6
votes

I'm doing R code optimization with Rcpp and parallel computing on Windows. I have a trouble calling Rcpp function in parLapply. The example is following

Rcpp code (test.cpp)

#include <Rcpp.h>
using namespace Rcpp;

// [[Rcpp::export]]
NumericVector payoff( double strike, NumericVector data) {
    return pmax(data - strike, 0);
}

R code

library(parallel)
library(Rcpp)

sourceCpp("test.cpp")

strike_list <- as.list(seq(10, 100, by = 5))

data <- runif(10000) * 50

# One core version
strike_payoff <- lapply(strike_list, payoff, data)

# Multiple cores version
numWorkers <- detectCores()
cl <- makeCluster(numWorkers, type = "PSOCK")
clusterExport(cl = cl,varlist = "payoff")
strike_payoff <- parLapply(cl, strike_list, payoff, data)

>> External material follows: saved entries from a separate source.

Issue #29, opened 2017-09-21
Aliasing system?


asottile:
I frequently forget whether it is `javascript` or `js` (or various others) -- perhaps we should have an aliasing system?

michaelfromyeg:
Is this ticket in progress? Perhaps it's worth re-visiting #155 as the simple solution, since (afaict from the issues) this doesn't seem to be a widespread problem.

If aliasing is a must-do, could I pick this up?

asottile:
I'm declining this

asottile:
6 years and clearly yagni. it doesn't pass silently so at most it's a cosmetic annoyance

PR #36, opened 2018-04-04
Add .wsgi extension

asottile:
For python wsgi applications it's relatively common to list your entrypoint in a `.wsgi` file

### DIFF
--- a/identify/extensions.py
+++ b/identify/extensions.py
@@ -117,6 +117,7 @@ EXTENSIONS = {
     'whl': {'binary', 'wheel', 'zip'},
     'woff': {'binary', 'woff'},
     'woff2': {'binary', 'woff2'},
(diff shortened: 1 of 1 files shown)


identify/extensions.py
```diff
@@ -117,6 +117,7 @@
     'whl': {'binary', 'wheel', 'zip'},
     'woff': {'binary', 'woff'},
     'woff2': {'binary', 'woff2'},
+    'wsgi', {'text', 'wsgi', 'python'},
```
chriskuehl: derp, nice comma

asottile: lol gdi

asottile: that's what I get by contributing from github ui and not using `pre-commit` :'(

asottile:
I split out #29 a while back on designing some sort of alias system -- haven't really put much thought into it yet though!

PR #38, opened 2018-04-11
Added more new extension types

rob-orr:
Added Kotlin and XSL, and added `xml` type to XSD.


asottile:
v1.0.11 -- thanks again!

PR #42, opened 2018-05-05
Add perl to the list of interpreters

asottile:


asottile:
I used `find /usr/bin/ -type f -executable | xargs --replace bash -c 'head -1 {} | grep -q '"'"'^#!'"'"' && echo -n {}: && head -1 {}' | grep -Ev 'bin/(sh|bash|python)'`

PR #48, opened 2018-06-09
Ignore case for extensions

asottile:


asottile:
@chriskuehl is this a good idea?

tests/identify_test.py
```diff
@@ -85,6 +85,11 @@ def test_tags_from_path_binary(tmpdir):
         ('mod/test.py', {'text', 'python'}),
         ('mod/Dockerfile', {'text', 'dockerfile'}),
 
+        # case of extension should be ignored
+        ('f.JPG', {'binary', 'image', 'jpeg'}),
+        # but case of name checks should still be honored
+        ('dockerfile.py', {'text', 'python'}),
```
chriskuehl: nice

PR #50, opened 2018-07-09
Add Yang, Yin, MIB and XQuery extensions

iwanb:
Hi,

I would like to add a few extensions:
- Yang and Yin (XML representation of Yang) extensions, a modeling language for network equipment (https://tools.ietf.org/html/rfc7950#section-5.2)
- MIB extension, the modeling language for SNMP (mainly) (https://en.wikipedia.org/wiki/Management_information_base)
- XQuery extensions, an XML query language (http://docs.basex.org/wiki/XQuery_Extensions)

Iwan


asottile:
This is part of v1.1.2 🎉

iwanb:
Thank you!

PR #56, opened 2018-10-05
Add .cu extension for cuda

prem-nuro:
Intentionally excluded C because CUDA C has some additional syntax.


asottile:
Thanks!  This has been released as part of v1.1.7! :tada:

PR #2272, opened 2026-08-27
Change human readable names of XJC extensions, explain XJC

ppalaga:


rolfedh (approved):
LGTM

rolfedh:
Two small consistency points I missed on my first read, both cosmetic.

**Capitalization of "plugins" differs between the two extensions.** `quarkus-cxf-xjc-plugins` uses "XJC **P**lugins" and `quarkus-cxf-jaxb-plugins` uses "XJC **p**lugins", so the two names no longer match each other:

- `XJC Plugins from Apache CXF project for wsdl2java`
- `XJC plugins from org.jvnet.jaxb:jaxb-plugins for wsdl2java`

The xjc-plugins extension is also inconsistent with itself: the page H1 and the extension name use "Plugins", while `intro.adoc` uses "plugins".

**"from Apache CXF project" reads better as "from the Apache CXF project".** It appears without the article in 9 added lines, all on the xjc-plugins side: `nav.adoc`, the page H1, `intro.adoc` (twice, since the reference page includes it), `reference/index.adoc`, the three `pom.xml` files, and `quarkus-extension.yaml`.

Neither is worth blocking on. Flagging them because the `quarkus-extension.yaml` `name` and the Maven `<name>` values surface in the extension catalog and on the project generators, so they get more visibility than a docs heading.

Happy to push a commit if that is easier than doing it yourself.

Thanks for turning the discussion around so quickly, and for adding the XJC explanation note. That was the part our readers were missing.

ppalaga:
Thanks for the feedback. I changed it everywhere to lower case plugins.

rolfedh (approved):

PR #2285, opened 2026-09-08
Override CXF messages related to addressing.decoupled properly

### LINKED ISSUE #2283: NPE in replaceCxfCoreResourceBundles when the application re-augments (mutable-jar + quarkus.launch.rebuild)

Error for parallel version

Error in checkForRemoteErrors(val) : 
  8 nodes produced errors; first error: NULL value passed as symbol address   

I know that this is a Windows issue, as mclapply works well on Linux, but I don't have as powerful Linux machine as with Windows.

Any ideas how to fix it?

1
Please clarify: You run the code on a win machine and the server is also a win machine?Roland
I have only local Windows machine. No serverkismsu

1 Answers

8
votes

You need to run the sourceCpp() call in each spawned process, or else get them your code. Right now the main process has the function, the spawned workers do not.

Easiest way is by building a package and have it loaded by each worker process.